By Jay Wexler. Full Text.

In the canon of statutory construction canons, perhaps no canon is more canonical than the canon known as ejusdem generis. This canon, which translates as “of the same kind,” states that when a statute includes a list of terms and a catch-all phrase, the set of items covered by the catch-all phrase is limited to the same kind or type of items that are in the list. The canon of ejusdem generis has a long and storied history in the law, has been used by judges in countless cases, and has been the subject of a large body of scholarly commentary over the years. Unlike its more famous cousin, the canon of statutory construction known as “reverse ejusdem generis” is far less well known and understood. This canon states that when a statute includes a list of terms and a catch-all phrase, the terms in the list are limited to those that are consistent with the catch-all phrase. Unlike ejusdem generis, the canon of reverse ejusdem generis has not been the subject of an enormous body of scholarly commentary over the years. Indeed, it has been the subject of absolutely no scholarly commentary at all.
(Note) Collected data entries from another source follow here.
PR #1246, opened 2026-09-10
Auto-reload: the refusal on a tab whose create failed and the queued edit's send refusal do not come back either

ksarma:
Follow-up to #1227 (merged): its review named one refusal in `sendComposer` that still rode the reload, and a second sits beside it.

## Symptom

A send into a tab whose create failed is refused with a toast saying the session never started, and the words stay in the box. When the reload after a kernel restart takes the page inside the toast's twelve seconds, the fresh page shows the toast again, naming a tab it does not have.

A queued edit sent while the session cannot be reached (its host is down, or its tab is still being created) is refused with a toast saying the edit was not sent and to send again when the link is back. Shown again by the fresh page, it asks the user to send again an edit that page no longer has, and a send there would post the words as a new message behind the unchanged queued one.

## Cause

Both refusals were plain `warnToast`s, so `persistNoticesForReload` kept them and the fresh page replayed them. Both report a state rather than an event: the provisional tab and the queued edit (`provisionalId`, `failedProvisionals`, `queuedEdits`) live in memory alone, so the fresh page has neither, and the replay is false.

The review named the never-started refusal. The queued edit's refusal sits beside it in `sendComposer` and reads as a state too. The plain send's refusal on a disconnected host stays unmarked because the message it speaks of is in the box on the fresh page too, and a send there sends it. The queued edit's "send again" cannot do what it says on a page with no edit in progress. The `isProvisionalId` half of its guard is reachable through the pencil on the dashed bubble of a tab still being created, so the same toast is raised on a provisional tab too.

## Fix

`ui/webview/render.ts`: the never-started refusal in `sendComposer`'s `deliver` and the queued edit's refusal ahead of it are raised through `ephemeralWarnToast`, each with a comment at the site; the census above `ephemeralWarnToast` lists them with the other state refusals and names the plain send's disconnected-host refusal as the unmarked one. Nothing else changes; the `stageComposer` refusals #1227 marked are untouched.

## Tests

`ui/webview/reload-notices.test.ts` lifts the provisional branch of the send's `deliver` and the send's queued-edit branch out of `render.ts` (between stable anchors, the file's pattern) and executes them over the fake DOM. Three cases join the state-refusals table:

- a send into a tab whose create failed: the toast is on screen, nothing is queued, the draft stays, `liveNotices` skips it;
- a queued edit sent while the session's host is unreachable: the toast is on screen, a re-dial is posted and no edit, the edit is still in progress, the draft stays, `liveNotices` skips it;
- a queued edit sent on a tab still being created: the same, with nothing posted.

Before the change each fails at the reading: `liveNotices` returns the refusal's text (18 tests, 14 pass, 4 fail). The source-pin test matches both sites through `ephemeralWarnToast`, pins the disconnected-host refusal as a plain `warnToast`, and counts ten `ephemeralWarnToast` sites (eight before this change, so it fails on the old count). `ui/webview/provisional.test.ts`: its pin of the never-started site follows the swap.

Full `npm test` on this head: 4055 tests, 0 failing (4033 in the main leg and 22 in ui/timeline-tags-scale.test.ts run alone as a second leg; both legs exit 0). `npm run typecheck` clean.

Tier: fix

### DIFF
--- a/ui/webview/provisional.test.ts
+++ b/ui/webview/provisional.test.ts
@@ -110,8 +110,9 @@ test("creating a session opens the provisional tab instead of a modal", () => {
 test("a send on a provisional tab is HELD, not posted to a session that doesn't exist", () => {
   assert.match(RENDER, /provisionalQueue\.push\(text\);\s*\n\s*registerOptimistic\(sid, text, attached\.filter\(\(p\) => previewKind\(p\) === "img"\)\);/,
     "the dashed bubble goes up now — with its dragged-image thumbnails — romp has it, it is not delivered");
-  // a FAILED tab has no pending spawn to queue onto: refuse loudly, the box keeps the only copy
-  assert.match(RENDER, /if \(sid !== provisionalId\) \{\s*\n\s*warnToast\("“" \+ \(sessions\.get\(sid\)\?\.name \|\| "this session"\)/);
+  // a FAILED tab has no pending spawn to queue onto: refuse loudly, the box keeps the only copy. The refusal reports
+  // a state the page after a reload does not have, so it is ephemeral (executed in reload-notices.test.ts)
+  assert.match(RENDER, /if \(sid !== provisionalId\) \{\s*\n\s*ephemeralWarnToast\("“" \+ \(sessions\.get\(sid\)\?\.name \|\| "this session"\)/);
 });
 
 test("adoption flushes the held messages FOR REAL and carries the draft across", () => {
--- a/ui/webview/reload-notices.test.ts
+++ b/ui/webview/reload-notices.test.ts
@@ -5,15 +5,17 @@
 // render.ts keeps the texts of the toasts on screen in this tab's sessionStorage on the core's synchronous hook and the
 // fresh page shows them once. The readings are pure and execute here. render.ts has import-time DOM side effects, so
 // its wiring is pinned to source the way reload-restore.test.ts pins the scroll record's, and the toast family with the
-// refusals that report a state is lifted out of it and executed over a fake DOM the way chat-exact-tail-exec.test.ts
-// lifts chatTail. The served scenario (a nack on the last ship across a kernel restart; the fresh page says it again,
-// once) is tests/test_ship_reship.py NackNoticeSurvivesReload. Synthetic only.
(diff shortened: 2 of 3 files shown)


ksarma:
Merging once the Python 3.13 leg reruns green. Nothing to fold.

Reviewed inline: the two swapped sites in `sendComposer`, the never-started refusal in `deliver`'s provisional branch and the queued edit's reachability refusal, now go through `ephemeralWarnToast`. So `persistNoticesForReload` leaves them out of the replay after a kernel-restart reload. The four staging marks from #1227 and every event toast are unchanged. The census comment above `ephemeralWarnToast` matches the code: ten `ephemeralWarnToast` occurrences including the definition, eight before. Every plain `warnToast` site reports an event or a plain message. The disconnected-host plain send is among them, named as the deliberately unmarked one. The queued-edit mark is right. The edit lives in `queuedEdits`, memory only, so the fresh page has no edit in progress. A replayed send-again would post the words as a new message behind the unchanged queued one. That makes the toast misleading advice rather than a stale but true report. The slash-command refusal two lines below it correctly stays plain. The queued message and its ✕ survive the reload, and typing the command does what the toast says. The lifted closures are the real `render.ts` text between anchors that occur once each in the file. The prelude's fake `vscodeApi` captures the redial the host-down case asserts. The fix label fits: a follow-up defect in #1217's mechanism, tests red at main and green at head.

Follow-ups, no hold:
- `ui/webview/render.ts:9966`: the census names the slash-command refusal in neither list. One clause would make the boundary explicit.
- `ui/webview/reload-notices.test.ts:261`: the host-down case runs on a bare id, so the redial's host is a truncated slice. A host-prefixed synthetic id would let the row pin the host.

Tests: at main 7b894883 with the PR's two test files, 33 tests, 28 pass, 5 fail. The failures are the three new state-refusal cases at the `liveNotices` reading and the two source pins. At head 3d9ffaf8, 33 of 33 pass and typecheck is clean. CI: every leg is green except Python 3.13, which failed on `tests/test_cut_turn_tree_kill.py`. That real-process test is untouched by this webview-only PR and passed on 3.10 through 3.12. Rerunning that job.

Review run by the maintainer automated review session; verified against head 3d9ffaf8.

Until now. For the first time in the history of the world, this Article provides a description of the canon, providing historical examples from cases involving such disparate topics as piracy, intoxicating beverages, and hazardous sludge. The Article then analyzes the canon, explaining the linguistic variables that make the canon more or less relevant in any given case. In particular, the Article argues that the more precise the catch-all term in a statute, the more likely the canon should apply to guide the statute’s interpretation. Finally, the Article looks in-depth at the landmark greenhouse gas decision of the Supreme Court in Massachusetts v. EPA, which posed a reverse ejusdem generis issue even though no party or judge identified it as such. The Article argues that the failure to recognize that the statute posed a recurring interpretive problem rendered the treatment of the relevant statutory provision unsatisfying and unpersuasive. The Article concludes by arguing that courts, scholars, and litigants should recognize the existence of the “reverse ejusdem generis” canon and indeed call it by that name to ensure that future courts struggling with similar interpretive issues can more easily learn from earlier efforts and reach more informed conclusions.